=== Information provided ===
PR #4222, opened 2022-07-04
Display tags on the subscribers listing page [MAILPOET-4441] 

lysyjan:
This pull request is the second in a row for the tags feature. The review should start from [this commit.](https://github.com/mailpoet/mailpoet/commit/584e225f95df0617916e7a57c4c9801a62f4498d)

For QA: This PR has to merge after [the first one](https://github.com/mailpoet/mailpoet/pull/4214) and should be rebased.

[MAILPOET-4441] 

[MAILPOET-4441]: https://mailpoet.atlassian.net/browse/MAILPOET-4441?atlOrigin=eyJpIjoiNWRkNTljNzYxNjVmNDY3MDlhMDU5Y2ZhYzA5YTRkZjUiLCJwIjoiZ2l0aHViLWNvbS1KU1cifQ

### DIFF
--- a/mailpoet/assets/js/src/common/tag/_stories/tags.tsx
+++ b/mailpoet/assets/js/src/common/tag/_stories/tags.tsx
@@ -11,15 +11,22 @@ const segments = [
   { name: 'Unconfirmed' },
 ];
 
+const strings = ['First', 'Second', 'Third tag'];
+
 export function Segments() {
   return (
     <>
-      <Heading level={1}>Segments</Heading>
+      <Heading level={1}>Tags</Heading>
+      <Heading level={2}>Segments</Heading>
       <Tags segments={segments} dimension="large" />
       <div className="mailpoet-gap" />
       <Tags segments={segments}>
         <span>Prefix: </span>
       </Tags>
+      <Heading level={2}>Strings</Heading>
+      <Tags strings={strings} dimension="large" variant="good" />
+      <div className="mailpoet-gap" />
+      <Tags strings={strings} dimension="large" variant="good" isInverted />
     </>
   );
 }
--- a/mailpoet/assets/js/src/common/tag/tags.tsx
+++ b/mailpoet/assets/js/src/common/tag/tags.tsx
@@ -13,9 +13,18 @@ type Props = {
   dimension?: 'large';
   segments?: Segment[];
   strings?: string[];
+  variant?: 'average' | 'good' | 'excellent' | 'list' | 'unknown' | 'wordpress';
+  isInverted?: boolean;
 };
 
-function Tags({ children, dimension, segments, strings }: Props) {
+function Tags({
+  children,
+  dimension,
+  segments,
+  strings,
+  variant,
+  isInverted,
+}: Props) {
   return (
     <div className="mailpoet-tags">
       {children}
@@ -52,7 +61,12 @@ function Tags({ children, dimension, segments, strings }: Props) {
         })}
       {strings &&
         strings.map((string) => (
-          <Tag key={string} dimension={dimension} variant="list">
+          <Tag
+            key={string}
+            dimension={dimension}
+            variant={variant || 'list'} // due to backward compatibility we use `list` as the default value
+            isInverted={isInverted}
+          >
             {string}
           </Tag>
         ))}
--- a/mailpoet/assets/js/src/subscribers/list.jsx
+++ b/mailpoet/assets/js/src/subscribers/list.jsx
@@ -450,12 +450,7 @@ function SubscriberList({ match }) {
           <Tags segments={subscribedSegments} dimension="large" />
         </td>
         <td className="column" data-colname={MailPoet.I18n.t('tags')}>
-          <Tags
-            strings={subscriberTags}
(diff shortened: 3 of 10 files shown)


mailpoet/assets/js/src/common/tag/_stories/tags.tsx
```diff
@@ -11,15 +11,22 @@ const segments = [
   { name: 'Unconfirmed' },
 ];
 
+const strings = ['One', 'Two', 'Third tag'];
```
triple0t: Was this is intentional?

Why not 'First', 'Second', 'Third'? 
or
'One', 'Two', 'Three'?

mailpoet/assets/js/src/common/tag/tags.tsx
```diff
@@ -52,7 +61,12 @@ function Tags({ children, dimension, segments, strings }: Props) {
         })}
       {strings &&
         strings.map((string) => (
-          <Tag key={string} dimension={dimension} variant="list">
+          <Tag
+            key={string}
+            dimension={dimension}
+            variant={variant === undefined ? 'list' : variant} // due to backward compatibility we use `list` as the default value
```
triple0t: Hmmm
A question here, why are we specifically checking for `undefined`?

if we need to account for backward compatibility
why not
```
variant={variant ? variant : 'list' }
```

This would check for both undefined, null, and other falsely values

mailpoet/assets/js/src/subscribers/list.jsx
```diff
@@ -412,6 +417,13 @@ function SubscriberList({ match }) {
       });
     }
 
+    // Tags
+    if (subscriber.tags.length > 0) {
```
triple0t, line 421: Note here

I couldn’t locate the initial value for `subscriber.tags`.
Are we sure it would allow be an Array? even if it's an empty array `[]`?

An alternative would be checking for the presence of `subscriber.tags` and then `subscriber.tags.length > 0`

e.g.
```
if (subscriber.tags && subscriber.tags.length > 0) {
```

triple0t (commented):
Looks good.
Just some comments.

Kindly locate below

mailpoet/assets/js/src/common/tag/_stories/tags.tsx
lysyjan: I want a tag that contains a space in the name.

mailpoet/assets/js/src/common/tag/tags.tsx
lysyjan: That will work too. I will change it. Thank you

mailpoet/assets/js/src/common/tag/_stories/tags.tsx
triple0t: Noted.
In that case, can we use: 'First', 'Second', 'Third tag'?


Screenshot 2022-07-07 at 3 00 28 PM

mailpoet/assets/js/src/subscribers/list.jsx
lysyjan: The initial value gets from the Subscribers::listing endpoint, and I added tags in [this commit](https://github.com/mailpoet/mailpoet/pull/4222/commits/584e225f95df0617916e7a57c4c9801a62f4498d). As you can see tags are always an array.

mailpoet/assets/js/src/common/tag/_stories/tags.tsx
lysyjan: Sure, no problem.

mailpoet/assets/js/src/subscribers/list.jsx
triple0t: Noted.
Thank you for highlighting that.

lysyjan:
@triple0t I have addressed both fixes in [the last commit](https://github.com/mailpoet/mailpoet/pull/4222/commits/eb979caf1d2e930759d89f204ab3eab2ddb5a25b). It's a fixup commit because I assume that this branch will be rebased.

triple0t (dismissed):
LGTM 🎉

veljkho:
Hi @lysyjan 
I see some conflicting files.. probably after merging the 1st PR.

lysyjan:
@veljkho This was a little bit expected.  I am going to rebase it.

veljkho (changes requested):
Everything's fine, good job!
I have a suggestion to [make those tags smaller](https://d.pr/i/6n1BQ5).. they are currently so big to me, looking even bigger than list badges.. Also, tags are less important than lists, so I would make them smaller in size here in the listing. What do you think @lysyjan CC @NeosinneR

lysyjan:
@veljkho Thanks for pointing this out. I can use the same size as is in the score column. Do you agree with me @pavel-mailpoet?

pavel-mailpoet:
@lysyjan Sure, let's experiment with them. I have no preference. We can change them now or later if we want. Also, the colour will be probably different in the future (user editable)

triple0t (approved):

veljkho (approved):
===
What you need to do:
Within the data above, find the lines that contain the word "column" and copy each of them.

Exercise answer:
         <td className="column" data-colname={MailPoet.I18n.t('tags')}>
@veljkho Thanks for pointing this out. I can use the same size as is in the score column. Do you agree with me @pavel-mailpoet?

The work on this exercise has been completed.